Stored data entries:

◇ ◇ ◇ ◇

PR #3154, opened 2021-03-13
Fixed issue -3148 (#3154) Warn user grid ignored DensityAnalysis

### LINKED ISSUE #3148: DensityAnalysis user defined grid coordinates are silently ignored if a grid centre is not provided.
## Expected behavior ##
If grid dimensions (`xdim, ydim, zdim`) are provided to `DensityAnalysis` but a grid centre (`gridcenter`) is not set,the user should receive an exception or warning that the grid dimensions are being ignored. This is noted in the docs, but a warning should probably be issued. 

## Actual behavior ##

If grid dimensions (`xdim, ydim, zdim`) are provided to `DensityAnalysis` but a grid centre (`gridcenter`) is not set, the grid dimensions are silently ignored. 

``` python
import MDAnalysis as mda
from MDAnalysis.tests.datafiles import TPR, XTC
from MDAnalysis.analysis import density

u = mda.Universe(TPR, XTC)
ow = u.select_atoms("name OW")
D = density.DensityAnalysis(ow, xdim=1.0,ydim=1.0,zdim=1.0)
D.run()
print(D.density.edges)

....

```

- 2.0.0-dev0
-3.7.5
- Which operating system?
-Ubuntu 19.10 (Eoan Ermine)

biogen98:
Fixes #3148

 -  Added a warning message when the user provided grid dimensions are ignored.

PR Checklist
------------
 - [x] Tests?
 - [x] Docs?
 - [x] CHANGELOG updated?


package/MDAnalysis/analysis/density.py
```diff
@@ -443,6 +443,13 @@ def _prepare(self):
                           " defined grid will need to be "
                           "provided instead.")
                 raise ValueError(errmsg) from err
+            if any([self._xdim, self._ydim, self._zdim]):
```
IAlibay, line 446: I'm going to let the other devs weigh in here too, but I'm personally not super fond of adding extra warnings in what is already a warning/error heavy piece of code.

Personally I'd favour we instead make line 403 a call to any for the dims and gridcenter, then if any of them are not set they just trigger the errors from the checks in `_set_user_grid`.

Part of my rationale here is also that if folks are setting any of these values manually and missing any of the others, then it's probably unintentional and we should be failing rather than warning.

IAlibay:
Thanks for working on this @biogen98 :)

Aside from my comment (maybe @hmacdope, @fiona-naughton or @lilyminium can weigh in here). We also will need tests for the edge case being covered here. If you want to implement a test now, it can be easily be switched from testing for a warning to an error if we decide to go down that route.

package/MDAnalysis/analysis/density.py
biogen98: I see what you mean, this warning could be misleading in some cases. I will wait for response from the other devs, but I'm happy to change it.

biogen98:
Thanks for the fast response! 

What edge case are you referring too? Is a test needed to see if a user only inputs 1 or 2 grid dimension?
I am not very familiar with writing test, but I will look at the docs. 

p.s. It is normal that pytest throws errors regarding to the topology attribute right? This is my first time contributing, so just making sure that I did not break anything.

IAlibay:
> What edge case are you referring too? Is a test needed to see if a user only inputs 1 or 2 grid dimensions?

Yeah, so the main "edge case" this code is trying to cover is the case where we pass values to any of the dim values but we don't assign gridcenter. So what we would want to do is replicate this to make sure the right warning/error is thrown.

> I am not very familiar with writing test, but I will look at the docs.

As an initial start I'd have a look here:

https://github.com/MDAnalysis/mdanalysis/blob/3f589e375434fd6a9b16c7da2cb1342cc3088b0e/testsuite/MDAnalysisTests/analysis/test_density.py#L242-L256

You essentially want to do something in between these two tests where you pass `None` to gridcenter, but you pass values to one or all of the dimension arguments.

package/MDAnalysis/analysis/density.py
hmacdope: I agree with @IAlibay, in that the checks belong with the other grid checks in `_set_user_grid`.

IAlibay: Ok let's do that then.

biogen98: @IAlibay One question, when making line 403 a call to any for the dims and gridcenter, the error "ValueError: gridcenter must be a 3D coordinate" is thrown. Would adding a specific error to `_set_user_grid` be over complicating things?
I personally think this would make things more clear.

IAlibay: What'd you mean by "specific error"? I probably would just expand on that error message, just say f"gricenter is set to {gridcenter}: to use a user-defined grid, it must be a 3D coordinate" (or something better written but along those lines)?

biogen98: Oh, I was a bit unclear. I referred to the case where xyzdims are provided but the gridcenter isn't. When making line 403 a call to any for the dims and gridcenter, the above ValueError is thrown in this case. I thought that an error of the form "Grid dimensions are provided but no grid center is." would be more informative for the user. What are your thoughts on this?

IAlibay: We can add an extra user input validation in `_set_user_grid` if it makes things easier to read/more intuitive. If it can be worked within the context of our existing check then that's even better (i.e. if it's a check after a `try` then the cost is near 0).

biogen98:
@IAlibay I added the extra user input validation in `_set_user_grid', not sure if this is the way u suggested.
This is the best way I came up with, if there is a better way please let me know.

package/CHANGELOG
```diff
@@ -131,7 +131,10 @@ Enhancements
     'protein' selection (#2751 PR #2755)
   * Added an RDKit converter that works for any input with all hydrogens
     explicit in the topology (Issue #2468, PR #2775)
-  
+  * Added warning message and test for when user provided
+    grid dimensions are ignored. (Issue #3148, PR #3154)
```
fiona-naughton, line 135: Can be updated to reflect it'll now raise an error. I'd also clarify the root cause as being when grid center wasn't defined.

fiona-naughton (dismissed):
Looks good to me - just the changelog message to update, but then I think we're good to go

package/MDAnalysis/analysis/density.py
```diff
@@ -512,6 +513,10 @@ def _set_user_grid(gridcenter, xdim, ydim, zdim, smin, smax):
         except ValueError as err:
             errmsg = "Non-number values assigned to gridcenter"
             raise ValueError(errmsg) from err
+        if np.isnan(gridcenter).all() and any([xdim, ydim, zdim]):
```
IAlibay, line 516: It's late in the day so I might be missing something, but the first half of this if is essentially the try condition above right?

If so, it maybe cleaner to make the errmsg value just be conditional of `if any([xdim, ydim, zdim])`?

biogen98: I think the first half is indeed necessary to verify if in the input `gridcenter == None`. In this case the above exception is not raised, but a NumPy array with one `NaN` value is created.
I agree that otherwise it would be cleaner.

IAlibay: Then It might be better to put it alongside the if below? Otherwise you end up with an edge case where someone could pass an array of 3 `nan`s (which is possible unintentionally) through and it won't trigger anything?

biogen98: I added the extra check to throw a more informative error to the user in case grid dimensions where provided but no gridcenter. Putting the `any([xdim, ydim, zdim])` alongside the if statement below would reverse this.
If the user inputs grid dimensions my check will catch the edge case, only if the grid dimensions are also missing it wont trigger anything. 
Is in this case catching the edge case more important then an informative error? I assume adding an extra check would be messy.

IAlibay: > Is in this case catching the edge case more important then an informative error?
Ideally the answer here is to try to get a solution that covers as much as we can identify. You can't guarantee user behaviour, so when identified edge cases are best covered imho.

My suggestion above was to make the if on the dims a sub-condition of catching either nans or a non-3D shape, but if it's too messy..

> I assume adding an extra check would be messy.

Nothing stops us from re-formatting the way we do the checks 🙃 

How about:

```python
# Move up the `None` check
if any(x is None for x in [gridcenter, xdim, ydim, zdim]):
    # something along the lines that one or more of these are not set
    raise ValueError(errmsg)
# We assume the input should be an ndarray, so the old try/except isn't that useful
if (gridcenter.shape != (3,)
    or np.isnan(gridcenter).any()
    or not np.issubdtype(gridcenter.dtype, np.floating):
        raise ValueError(errmsg)
try:
    xyzdim ....
```

(or some more creative way of doing this)

This has the nice side-effect that if gridcenter is set but the dimensions are not, then you don't accidentally create an ndarray of NaNs.

It introduces that big `if` case in the middle, but it's not exactly really hard to read (at least to me).

That being said, it's late in the day for me, so I'm probably overthinking/being too pedantic. If @fiona-naughton or @hmacdope think it's reasonable as-is, I'd be happy to go forward with it.

hmacdope: @IAlibay, I agree, the flow control and error handling is clear here. This layout jams the gridcenter, xdim, ydim, zdim checks in together which is the actual expected behaviour. Thanks for patience @biogen98.

biogen98: > That being said, it's late in the day for me, so I'm probably overthinking/being too pedantic.
@IAlibay I appreciate the suggestions, you raised good points. I will take a look at a nice way to implement it, was just a bit hesitant to change too much of the code I guess.

biogen98:
I added a separate check for `NaN` values to also include the grid dimensions, now all the edge cases are covered.

package/CHANGELOG
```diff
@@ -131,9 +131,13 @@ Enhancements
     'protein' selection (#2751 PR #2755)
   * Added an RDKit converter that works for any input with all hydrogens
     explicit in the topology (Issue #2468, PR #2775)
-  
+  * Added a ValueError raised when not given a gridcenter while providing
```
hmacdope, line 134: *Nitpick:* Can you mention the unit in which you made the changes (DensityAnalysis)?

package/MDAnalysis/analysis/density.py
```diff
@@ -400,7 +400,8 @@ def __init__(self, atomgroup, delta=1.0,
 
     def _prepare(self):
         coord = self._atomgroup.positions
-        if self._gridcenter is not None:
+        if (self._gridcenter is not None or
```
hmacdope, line 403: So now setting any of the values triggers this path. I think that is a good change and should be the expected behaviour. @IAlibay you happy with this?


We should also confirm that no changes need to be made in the docs to reflect this.

package/MDAnalysis/analysis/density.py
```diff
@@ -507,17 +508,20 @@ def _set_user_grid(gridcenter, xdim, ydim, zdim, smin, smax):
...
-            errmsg = "Non-number values assigned to gridcenter"
-            raise ValueError(errmsg) from err
-        if gridcenter.shape != (3,):
-            raise ValueError("gridcenter must be a 3D coordinate")
+            raise ValueError("Gridcenter must be a 3D coordinate") from err
         try:
             xyzdim = np.array([xdim, ydim, zdim], dtype=np.float32)
         except ValueError as err:
             raise ValueError("xdim, ydim, and zdim must be numbers") from err
+        if any(np.isnan(gridcenter)) or any(np.isnan(xyzdim)):
```
hmacdope, line 522: Another good change.

testsuite/MDAnalysisTests/analysis/test_density.py
```diff
@@ -233,20 +233,28 @@ def test_warn_userdefn_smallgrid(self, universe):
...
                 gridcenter=self.gridcenters['error1']).run(step=5)
 
     def test_ValueError_userdefn_gridcenter_type(self, universe):
         # Test gridcenter includes non-numeric strings
-        with pytest.raises(ValueError, match="Non-number values assigned to gridcenter"):
+        with pytest.raises(ValueError, match="Gridcenter must be a 3D coordinate"):
             D = density.DensityAnalysis(
                 universe.select_atoms(self.selections['static']),
                 delta=self.delta, xdim=10.0, ydim=10.0, zdim=10.0,
                 gridcenter=self.gridcenters['error2']).run(step=5)
```
hmacdope, line 249: Could you also add a test for the `NaN` check code-path?

package/MDAnalysis/analysis/density.py
```diff
@@ -507,17 +508,20 @@ def _set_user_grid(gridcenter, xdim, ydim, zdim, smin, smax):
            Now a staticmethod of :class:`DensityAnalysis`.
         """
```
hmacdope, line 509: These updates to error checking need to be documented in the `Raises` section of the `DensityAnalysis` docstring, as they are now out of date.

hmacdope (changes requested):
Looking good so far, just a few things to change/confirm including some updates to the docs.

package/MDAnalysis/analysis/density.py
biogen98: I think removing the mention that xdim, ydim and zdim if gridenter is `None` would be enough. Instead of just ignoring it, now an error will be thrown.

hmacdope: LGTM

hmacdope (approved):
Looks good to me, thanks for making changes to docs and adding the `NaN` test. :)

IAlibay (changes requested):
thanks :) just some comments on the changelog, and I think we might need to expand the docstring for gridcenter to make the options clearer to users.

package/MDAnalysis/analysis/density.py
```diff
@@ -202,14 +202,11 @@ class DensityAnalysis(AnalysisBase):
             3 element numpy array detailing the x, y and z coordinates of the
```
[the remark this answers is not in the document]
hmacdope: Yep, could do with a little bit more explanation around what you should set if you want to set a `gridcenter` etc etc.

package/CHANGELOG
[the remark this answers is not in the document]
biogen98: Will do! Thanks for pointing it out.

package/MDAnalysis/analysis/density.py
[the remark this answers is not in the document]
biogen98: I personally agree that this is maybe not that clear. Adding a paragraph to the NOTES section is option?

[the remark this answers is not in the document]
hmacdope: I think better in NOTES as can be more detailed there about option *combinations* rather than just options themselves. @IAlibay ?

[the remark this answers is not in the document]
IAlibay: Sure, maybe just a couple of words to direct users to `NOTES` for more information? As long as y'all think it makes sense to users I don't have large preferences here. We explain it in examples I think, so notes can just refer to that probably.

hmacdope:
@IAlibay @fiona-naughton, have your requested changes been addressed?

hmacdope:
@biogen98 I am satisfied that the issue is resolved. Thanks for your patience as we are quite overloaded at the moment.

If no one has any more comments I will merge soon (sorry for spam @IAlibay, @fiona-naughton).

IAlibay (approved):

IAlibay:
I've dismissed @fiona-naughton's review as now-completed. Please proceed with the merge @hmacdope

◇ ◇ ◇ ◇

REQUIRED ACTION – Count lines above containing "shape" and report only the total.

WRITTEN ANSWER – 3